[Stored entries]
##############################
Issue #2563, opened 2015-10-25
Playername tab completion issue


mathias-github:
Tab completion for playernames doesn't work if the player is located in another world than you are.

PR #3270, opened 2016-07-20
Possible actual fix for #2563

bearbin:
Add tab completion to names across world boundaries.

For some reason tolua fails for this on my machine so I have to create a PR.

### DIFF
--- a/src/ClientHandle.cpp
+++ b/src/ClientHandle.cpp
@@ -1831,7 +1831,33 @@ void cClientHandle::HandleUnmount(void)
 void cClientHandle::HandleTabCompletion(const AString & a_Text)
 {
 	AStringVector Results;
-	m_Player->GetWorld()->TabCompleteUserName(a_Text, Results);
+	if (cRoot::Get()->GetServer()->ShouldAllowMultiWorldTabCompletion())
+	{
+		class cWorldCallback : public cWorldListCallback
+		{
+		public:
+			cWorldCallback(AStringVector & a_Results, const AString & a_Search) :
+				m_Results(a_Results),
+				m_Search(a_Search)
+			{
+			}
+
+			virtual bool Item(cWorld * a_World) override
+			{
+				a_World->TabCompleteUserName(m_Search, m_Results);
+				return true;
+			}
+		private:
+			AStringVector & m_Results;
+			const AString & m_Search;
+		} WC(Results, a_Text);
+
+		cRoot::Get()->ForEachWorld(WC);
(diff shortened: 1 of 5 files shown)


bearbin:
@madmaxoft Could you review this please?

src/ClientHandle.cpp
```diff
@@ -1831,7 +1831,33 @@ void cClientHandle::HandleUnmount(void)
...
+			{
+				a_World->TabCompleteUserName(m_Search, m_Results);
+				return true;
+			}
+		private:
+			AStringVector & m_Results;
+			const AString & m_Search;
+		} WC(Results, a_Text);
+
+		cRoot::Get()->ForEachWorld(WC);
```
madmaxoft: Extract this into a separate function in `cRoot`, so that we can export it to Lua API later on when we open up the tab completion to plugins completely.

bearbin:
@madmaxoft done

mathias-github:
Something's not right in this PR. Tab completion now only works on one of the players online.

bearbin:
@mathias-github Are you sure that the issue wasn't present on a previous commit? Can you provide a screenshot/video?

mathias-github:
I compiled Cuberite a few minutes ago. The commit ID is 56a0c48580f231aa73b0a4a577fe048afcbcafac. You can test it on my server flame.ga.

bearbin:
Huh, I couldn't get tab completion to work at all.

tigerw:
The change looks innocuous enough... Was it working before this PR?

mathias-github:
Yes, tab completion worked before this PR.

src/Root.cpp
```diff
@@ -1006,3 +1006,33 @@ int cRoot::GetFurnaceFuelBurnTime(const cItem & a_Fuel)
...
+		cWorldCallback(AStringVector & a_Results, const AString & a_Search) :
+			m_Results(a_Results),
+			m_Search(a_Search)
+		{
+		}
+
+		virtual bool Item(cWorld * a_World) override
+		{
+			a_World->TabCompleteUserName(m_Search, m_Results);
+			return true;
```
tigerw: I suppose the first thing that comes to mind is that returning true [here](https://github.com/cuberite/cuberite/blob/master/src/Root.cpp#L580) will stop iteration, so if you don't get the right world first time, no tabcomplete.

bearbin: Well, that would explain it then.. I will repair it.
##############################
**What this task involves:** Number of lines in the records above holding the word "virtual": state it and nothing else.

**Solution below:** 2